··· Data section ···
PR #636, opened 2026-08-12
fix: add scan status endpoint

### LINKED ISSUE #635: Add async scan status endpoint keyed by jobID
## Summary
The async scan endpoints return `200 OK` as soon as a request is accepted, but kubevuln does not expose any first class way to look up a submitted `jobID` and determine whether that scan is still queued, actively running, completed successfully, failed, or was abandoned during shutdown.

## Affected Area
`controllers/http.go`
`core/services/scan.go`
HTTP API surface under `cmd/http/main.go`
`docs/API.md`

## Steps to Reproduce
1. Start kubevuln and submit a scan request to `/v1/sbomCreation`, `/v1/scanImage`, `/v1/scanCP`, or `/v1/scanRegistry` with a known `jobID`.
2. Observe that the endpoint returns `200 OK` immediately because the work is queued onto the controller worker pool.
3. Try to determine from the API whether that specific `jobID` is still queued, running, completed, failed, or abandoned during shutdown.

## Expected Behaviour
A caller should be able to query a submitted `jobID` and receive a stable status document that shows the lifecycle state, timestamps, and any machine readable terminal reason.

## Actual Behaviour
There is no read API for per job scan state. The current implementation only logs scan progress and exposes aggregate metrics, so operators cannot distinguish request acceptance from eventual completion for a specific `jobID`.

## Technical Evidence
`docs/API.md` documents that scan endpoints return immediately and are processed asynchronously in a worker pool.

`controllers/http.go` acknowledges accepted work before `workerPool.Submit(...)` finishes and currently has no store or lookup handler for `jobID` state.

`controllers/http.go` shutdown handling explicitly abandons queued but not started scans, but there is no way for a caller to observe that outcome for a specific request.

`core/services/scan.go` logs `jobID` values on scan start and completion paths, which confirms the identifier is already propagated through the scan lifecycle, but those transitions are not exposed through an API.

## Suspected Root Cause
The async execution model has no persistent lifecycle record attached to `jobID`, so acceptance, execution, terminal outcome, and shutdown abandonment are only visible indirectly through logs and metrics.

## Proposed Direction
Add a lightweight status store keyed by `jobID`, update it from the HTTP controller and scan service as scans move through queued, running, succeeded, failed, and abandoned states, and expose a read only endpoint such as `/v1/scanStatus/:jobID`.

## Acceptance Criteria
- A caller can query a submitted `jobID` and receive queued, running, succeeded, or failed state.
- Terminal states include a machine readable reason.
- Status lookup works for at least one completed and one failed scan in tests.

rootp1:
## Overview
This adds a read only scan status API keyed by `jobID` so callers can tell whether an async scan is queued, running, succeeded, failed, or abandoned during shutdown.

The controller now keeps an in memory status record for accepted jobs, updates it through worker pool lifecycle transitions, and exposes `GET /v1/scanStatus/:jobID`. The scan service also publishes coarse phase updates such as `sbom_generation`, `cve_matching`, `result_storage`, and `result_upload` so the status payload shows current execution progress instead of only terminal state.

Focused controller coverage was added for a completed scan, a failed scan with a machine readable reason, and a queued scan abandoned during shutdown. API documentation was updated for the new endpoint.

## Additional Information
This PR is scoped to the async scan status feature only. Unrelated local files in the worktree were left untouched.

## How to Test
- `go test ./controllers -run 'TestHTTPController_ScanStatus_|TestHTTPController_MetricsEndpoint_RecordsScanFailureReason|TestHTTPController_GenerateSBOM|TestHTTPController_ScanCVE|TestHTTPController_Shutdown_BoundedByTimeout'`
- `go test ./cmd/http ./controllers ./core/services`
- `go vet ./...`
- `make lint`
- `make verify`  
  This currently fails in pre existing `adapters/v1` golden tests on this arm64 environment because those tests expect amd64 image metadata and digests. The changed areas in this PR pass independently.

## Related issues/PRs:
* Resolved #635

- [ ] I have commented on my code, particularly in hard-to-understand areas

## Summary by CodeRabbit

- **New Features**
  - Added an endpoint to check vulnerability scan status by job ID.
  - Scan statuses now include queued, running, succeeded, failed, and abandoned states.
  - Added progress phases, timestamps, and failure or shutdown reasons.
  - Scan results now indicate successful completion even when partial results are available.
  - Added diagnostics visibility for scan operations.

- **Documentation**
  - Documented the scan-status endpoint, response fields, lifecycle states, and example response.

### DIFF
--- a/controllers/http.go
+++ b/controllers/http.go
@@ -5,6 +5,7 @@ import (
 	"errors"
 	"net/http"
 	"strconv"
+	"sync"
 	"time"
 
 	wssc "github.com/armosec/armoapi-go/apis"
@@ -27,11 +28,12 @@ import (
 // HTTPController maps ScanService ports to gin handlers that can be mapped to paths and methods
 // this mapping is usually done in main()
 type HTTPController struct {
-	scanService ports.ScanService
-	workerPool  *workerpool.WorkerPool
-	metrics     *metrics.Metrics
-	diagnostics func(ctx context.Context) domain.Diagnostics
-	statuses    *scanStatusStore
+	scanService  ports.ScanService
+	workerPool   *workerpool.WorkerPool
+	metrics      *metrics.Metrics
+	diagnostics  func(ctx context.Context) domain.Diagnostics
+	statuses     *scanStatusStore
+	statusesOnce sync.Once
 }
 
 // NewHTTPController initializes the HTTPController struct with the injected scanService
@@ -74,10 +76,19 @@ func (h *HTTPController) WithDiagnostics(f func(ctx context.Context) domain.Diag
 }
 
 func (h *HTTPController) ensureStatuses() *scanStatusStore {
-	if h.statuses == nil {
-		h.statuses = newScanStatusStore()
-	}
+	h.statusesOnce.Do(func() {
+		if h.statuses == nil {
+			h.statuses = newScanStatusStore()
+		}
+	})
 	return h.statuses
+}
+
+func (h *HTTPController) claimTrackedJob(jobID string) bool {
+	if jobID == "" {
+		return true
+	}
+	return h.ensureStatuses().markRunning(jobID)
 }
 
 // recordScan records the outcome and duration of a background scan job for the given endpoint.
@@ -167,7 +178,7 @@ func (h *HTTPController) GenerateSBOM(c *gin.Context) {
 		h.ensureStatuses().markPhase(newScan.JobID, phase)
 	}))
 	h.workerPool.Submit(func() {
-		if !h.ensureStatuses().markRunning(newScan.JobID) {
+		if !h.claimTrackedJob(newScan.JobID) {
 			return
 		}
 		start := time.Now()
@@ -263,7 +274,7 @@ func (h *HTTPController) ScanCP(c *gin.Context) {
 		h.ensureStatuses().markPhase(newScan.JobID, phase)
 	}))
 	h.workerPool.Submit(func() {
-		if !h.ensureStatuses().markRunning(newScan.JobID) {
+		if !h.claimTrackedJob(newScan.JobID) {
 			return
 		}
 		start := time.Now()
@@ -325,7 +336,7 @@ func (h *HTTPController) ScanCVE(c *gin.Context) {
 		h.ensureStatuses().markPhase(newScan.JobID, phase)
 	}))
 	h.workerPool.Submit(func() {
-		if !h.ensureStatuses().markRunning(newScan.JobID) {
+		if !h.claimTrackedJob(newScan.JobID) {
 			return
 		}
 		start := time.Now()
@@ -423,7 +434,7 @@ func (h *HTTPController) ScanRegistry(c *gin.Context) {
 		h.ensureStatuses().markPhase(newScan.JobID, phase)
 	}))
 	h.workerPool.Submit(func() {
-		if !h.ensureStatuses().markRunning(newScan.JobID) {
+		if !h.claimTrackedJob(newScan.JobID) {
 			return
 		}
 		start := time.Now()
--- a/controllers/http.go
+++ b/controllers/http.go
@@ -167,7 +167,9 @@ func (h *HTTPController) GenerateSBOM(c *gin.Context) {
 		h.ensureStatuses().markPhase(newScan.JobID, phase)
 	}))
 	h.workerPool.Submit(func() {
-		h.ensureStatuses().markRunning(newScan.JobID)
+		if !h.ensureStatuses().markRunning(newScan.JobID) {
+			return
+		}
 		start := time.Now()
 		err = h.scanService.GenerateSBOM(bgCtx)
 		outcome := "success"
@@ -261,7 +263,9 @@ func (h *HTTPController) ScanCP(c *gin.Context) {
 		h.ensureStatuses().markPhase(newScan.JobID, phase)
 	}))
 	h.workerPool.Submit(func() {
-		h.ensureStatuses().markRunning(newScan.JobID)
+		if !h.ensureStatuses().markRunning(newScan.JobID) {
+			return
+		}
 		start := time.Now()
 		err = h.scanService.ScanCP(bgCtx)
 		if err != nil {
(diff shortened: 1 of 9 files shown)


controllers/scan_status.go
```diff
@@ -0,0 +1,129 @@
...
+import (
+	"sync"
+	"time"
+
+	"github.com/kubescape/kubevuln/core/domain"
+)
+
+type scanStatusStore struct {
+	mu    sync.RWMutex
+	items map[string]domain.ScanStatus
```
matthyx: **Blocker: `items` grows without bound for the life of the process.**

Nothing ever removes an entry from this map — `recordAccepted` only adds, and every `mark*` call updates in place. `kubevuln` is a long-running in-cluster daemon that can process many scans per day; every distinct `jobID` it ever sees (including terminal `succeeded`/`failed`/`abandoned` jobs) stays resident in memory for the pod's entire lifetime. On a busy cluster this is an unbounded memory leak, not just a cosmetic issue.

Please add some form of bounding before merge, e.g.:
- TTL-based eviction (drop entries once `FinishedAt` is older than N minutes), run from a background ticker or lazily on `get`/`recordAccepted`, or
- an LRU/size cap on `items`.

Given the issue's own "lightweight status store" framing, I'd treat this as blocking rather than a follow-up.

controllers/http.go
```diff
@@ -71,6 +73,13 @@ func (h *HTTPController) WithDiagnostics(f func(ctx context.Context) domain.Diag
 	return h
 }
 
+func (h *HTTPController) ensureStatuses() *scanStatusStore {
```
matthyx, line 78: Minor, non-blocking: this lazy nil-check-then-assign isn't synchronized (`h.statuses == nil` read and `h.statuses = ...` write aren't protected by any lock/atomic). It's a non-issue in production since `NewHTTPController` always sets `statuses` up front, but several existing tests in this package build `HTTPController{...}` via struct literal (e.g. `TestHTTPController_ScanCP_MissingArgsDoesNotPanic`), which leaves `statuses` nil until first use. If any test (now or later) ever fires concurrent requests against one of those literally-constructed controllers, this is a data race under `-race`. Simplest fix: drop the nil-guard and always require construction via `NewHTTPController`, or guard the lazy-init with a `sync.Once`.

matthyx (changes requested):
Nice feature — the lifecycle store design (queued/running/succeeded/failed/abandoned), the phase-updater context plumbing, and the shutdown-abandon handling all read cleanly, and the new tests cover the completed/failed/abandoned paths the linked issue asked for. CI is green.

One blocker before merge: `scanStatusStore.items` (`controllers/scan_status.go`) has no eviction — every `jobID` ever seen stays in memory for the process lifetime, which is an unbounded leak on a long-running daemon. Left an inline comment with suggested fixes (TTL eviction or an LRU cap). Also left a minor, non-blocking note on `ensureStatuses()`'s unsynchronized lazy-init.

Happy to re-review once the store has some form of bounding.

controllers/scan_status.go
```diff
@@ -0,0 +1,229 @@
...
+		State:      domain.ScanStateQueued,
+		Phase:      string(domain.ScanStateQueued),
+		AcceptedAt: now,
+		UpdatedAt:  now,
+	}
+	s.evictLocked(now)
+}
+
+func (s *scanStatusStore) markRunning(jobID string) bool {
+	if jobID == "" {
```
matthyx, line 127: **New blocker introduced by this fix, and CI is currently red because of it.**

`markRunning("")` unconditionally returns `false` here for an empty `jobID`. Every call site in `controllers/http.go` (`GenerateSBOM`, `ScanCP`, `ScanCVE`, `ScanRegistry`) now gates the actual scan on that return value:

```go
h.workerPool.Submit(func() {
    if !h.ensureStatuses().markRunning(newScan.JobID) {
        return
    }
    ...
    err = h.scanService.GenerateSBOM(bgCtx)  // never runs when jobID == ""
```

`jobID` is not a required field on the wire (`wssc.WebsocketScanCommand`/`RegistryScanCommand` don't validate it), and several existing tests exercise that exact path (no `jobID` in the payload). The handler still returns `200 OK`, but the worker-pool closure now returns immediately before ever calling into `scanService`, so the scan silently never executes, no metric is recorded, and no error is logged. That's a functional regression, not just a status-tracking bug — it can drop real scans.

This is what's failing CI right now: `TestHTTPController_ContextCancellationIsDetached` ("GenerateSBOM worker was not executed in time") and two subtests of `TestHTTPController_MetricsEndpoint_RecordsScanFailureReason` (`scanRegistryImage, classified reason` and `generateSBOM, unclassified error defaults to unexpected`) all fail on commit 206e4a5 for this reason.

The abandoned-revival fix itself is the right call, but the guard needs to allow the empty-jobID case through (e.g. treat `jobID == ""` as "untracked, always claim" the way `recordAccepted`/`markPhase`/`markTerminal` already do) rather than folding it into the same false/reject path as "job not found" or "already claimed by another worker".

matthyx (changes requested):
Re-reviewed after the latest push (commit 206e4a5). Good progress on the two blockers from the first pass:

- The store retention/eviction gap is fixed — `scanStatusStore` now has a TTL + max-entries eviction policy for terminal records, with tests covering both the mutation-triggered and lookup-triggered sweep.
- `ensureStatuses()` is now guarded with `sync.Once`, and the abandoned-during-shutdown race I hadn't caught (CodeRabbit did) is fixed too — `markRunning` now only claims from `queued`, so a worker can no longer revive an `abandoned` job back to `running`.

But that same `markRunning` change introduced a new regression: it returns `false` unconditionally for an empty `jobID`, and every handler now aborts the actual scan when `markRunning` returns false — so a request with no `jobID` (which is a supported, unvalidated case on the wire) gets a `200 OK` but the scan is silently never run. This is exactly what's failing CI on this commit (`TestHTTPController_ContextCancellationIsDetached` and two `TestHTTPController_MetricsEndpoint_RecordsScanFailureReason` subtests) — left an inline comment with the specific failing tests and a suggested fix.

Re-review once that's addressed and CI is green.

matthyx (approved):
Re-checked after commit d284bd7. The empty-`jobID` regression is fixed via `claimTrackedJob`, which treats an untracked (empty) `jobID` as "always claim" instead of folding it into the reject path — and there's a new regression test (`TestHTTPController_GenerateSBOM_EmptyJobIDStillRuns`) plus the existing suites now assert the scan worker actually starts before asserting on its result. All CI checks are green (lint, build, CodeQL, GitGuardian, DCO, basic tests).

Both original blockers (unbounded status-store growth, unsynchronized lazy-init) and the follow-up regression (dropped scans for untracked jobs) are resolved and covered by tests. LGTM — approving.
···
▶ **Description of the task**:
Given the data above, transcribe exactly the lines from the one containing "3. Try to determine" down to the one containing "A caller should", and no others.

▶ **Your response**:
3. Try to determine from the API whether that specific `jobID` is still queued, running, completed, failed, or abandoned during shutdown.

## Expected Behaviour
A caller should be able to query a submitted `jobID` and receive a stable status document that shows the lifecycle state, timestamps, and any machine readable terminal reason.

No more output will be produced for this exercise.